**Task description**
Look for the string "cover" in the listing. Copy each line that has it.

··· Data for processing

PR #630, opened 2023-03-20
Backspace/delete word into mentions

alunturner:
Adds tests and handling to deal with the case where a user attempts to backspace/delete by word that enters a mention

### DIFF
--- a/crates/wysiwyg/src/composer_model/delete_text.rs
+++ b/crates/wysiwyg/src/composer_model/delete_text.rs
@@ -204,7 +204,7 @@ where
     ) -> ComposerUpdate<S> {
         // we could have entered a non-editable node during this run, if this is the
         // case, we handle it by calling the delete method once which will adjust the
-        // selection to cover that node and then remove it, then stop the deletion
+        // selection to cover that node and then remove it, ending the recursive calls
         if self.cursor_is_inside_non_editable_text_node() {
             return self.delete();
         }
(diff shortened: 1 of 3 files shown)


crates/wysiwyg/src/composer_model/delete_text.rs
```diff
@@ -186,6 +202,12 @@ where
         direction: Direction,
         location: DomLocation,
     ) -> ComposerUpdate<S> {
+        // we could have entered a non-editable node during this run, if this is the
+        // case, we handle it by calling the delete method once which will adjust the
+        // selection to cover that node and then remove it, ending the recursive calls
+        if self.cursor_is_inside_non_editable_text_node() {
+            return self.delete();
```
aringenbach, line 209: This calls `push_state_to_history` which means an additional state for `undo`, I think we do have issues with this within the `delete` implementation, as I just noticed we don't have a `delete` and `do_delete` variants.

We need to have these variant for any bindings-facing API we might use internally as well. 

e.g.:

```
    pub fn delete(&mut self) -> ComposerUpdate<S> {
        self.push_state_to_history();

        self.do_delete()
    }
    
    pub(crate) fn do_delete(&mut self) -> ComposerUpdate<S> {
        [...]
    }
```

(probably something to look more deeply and fix everywhere we might have issues)

alunturner: Good point

aringenbach (approved):
LGTM

PR #636, opened 2023-03-28
Mention delete behaviour fix

alunturner:
I noticed some incorrect behaviour when deleting the second of multiple mentions - it would delete the first letter of the immutable link, not the whole link.

Example of side by side behaviour in video below, before on the left, after on the right:

https://user-images.githubusercontent.com/56027671/228244598-3e76a9f2-4edb-4ff2-aad9-21d5c6c72861.mov

This PR fixes the unwanted behaviour and adds tests to cover it


jonnyandrew (approved):
Looks good to me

······

**Answer section**
-        // selection to cover that node and then remove it, then stop the deletion
+        // selection to cover that node and then remove it, ending the recursive calls
+        // selection to cover that node and then remove it, ending the recursive calls
This PR fixes the unwanted behaviour and adds tests to cover it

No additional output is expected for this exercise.